Task to complete
Look below for the line containing "goran-peoski-work: maybe a"; write out that line and each one after it to the end, exactly, and nothing else.

Saved entries
*** Begin section ***
PR #2965, opened 2022-03-29
redesign run tab and add announcement form

denisdimitrov:
- Redesign run tab
- Add announcement form that updates the banner
- Reduce the size of toggle component

Fixes: https://github.com/sparkletown/internal-sparkle-issues/issues/1777


denisdimitrov:
[Note] There is a cancel button in the design and page but there is nothing to be cancelled, really. It's not a modal, it's a static page form.

src/components/organisms/AdminVenueView/components/RunTabView/RunTabView.tsx
```diff
@@ -1,60 +1,163 @@
...
 import { MapPreview } from "../MapPreview";
 
 export interface RunTabViewProps {
   space?: SpaceWithId;
 }
 
 export const RunTabView: React.FC<RunTabViewProps> = ({ space }) => {
+  const defaultValues = useMemo(
+    () => ({
+      content: space?.banner?.content ?? "",
```
goran-peoski-work: maybe a

`const banner = space?.banner` 

before `useMemo` to improve on readability.

Not sure if de-structuring every field would be pro or con, but we can probably shave off the `space` in front of every access.

src/components/organisms/AdminVenueView/components/RunTabView/RunTabView.tsx
```diff
@@ -1,60 +1,163 @@
...
+            Save
+          </Button>
+        </div>
+      </AdminSidebar>
+
+      <AdminShowcase>
+        <MapPreview
+          isEditing={false}
+          mapBackground={mapBackground}
+          rooms={[]}
```
goran-peoski-work: Not sure if this array is supposed to be changed by `MapPreview`. It may be clearer if `rooms` can accept `undefined` or at least `[]` is replaced with `ALWAYS_EMPTY_ARRAY` to prevent re-renders.

src/components/organisms/AdminVenueView/components/RunTabView/RunTabView.tsx
```diff
@@ -1,60 +1,163 @@
...
+          setSelectedRoom={() => undefined}
```
goran-peoski-work: There is also `ALWAYS_NOOP_FUNCTION` for cases like this

goran-peoski-work (approved):
LGTM.

Gave some "nice to have" suggestions.
I don't think `rooms={[]}` will cause a bug, but it can be made safer.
*** End section ***
Completed exercise
goran-peoski-work: maybe a

`const banner = space?.banner` 

before `useMemo` to improve on readability.

Not sure if de-structuring every field would be pro or con, but we can probably shave off the `space` in front of every access.

src/components/organisms/AdminVenueView/components/RunTabView/RunTabView.tsx
```diff
@@ -1,60 +1,163 @@
...
+            Save
+          </Button>
+        </div>
+      </AdminSidebar>
+
+      <AdminShowcase>
+        <MapPreview
+          isEditing={false}
+          mapBackground={mapBackground}
+          rooms={[]}
```
goran-peoski-work: Not sure if this array is supposed to be changed by `MapPreview`. It may be clearer if `rooms` can accept `undefined` or at least `[]` is replaced with `ALWAYS_EMPTY_ARRAY` to prevent re-renders.

src/components/organisms/AdminVenueView/components/RunTabView/RunTabView.tsx
```diff
@@ -1,60 +1,163 @@
...
+          setSelectedRoom={() => undefined}
```
goran-peoski-work: There is also `ALWAYS_NOOP_FUNCTION` for cases like this

goran-peoski-work (approved):
LGTM.

Gave some "nice to have" suggestions.
I don't think `rooms={[]}` will cause a bug, but it can be made safer.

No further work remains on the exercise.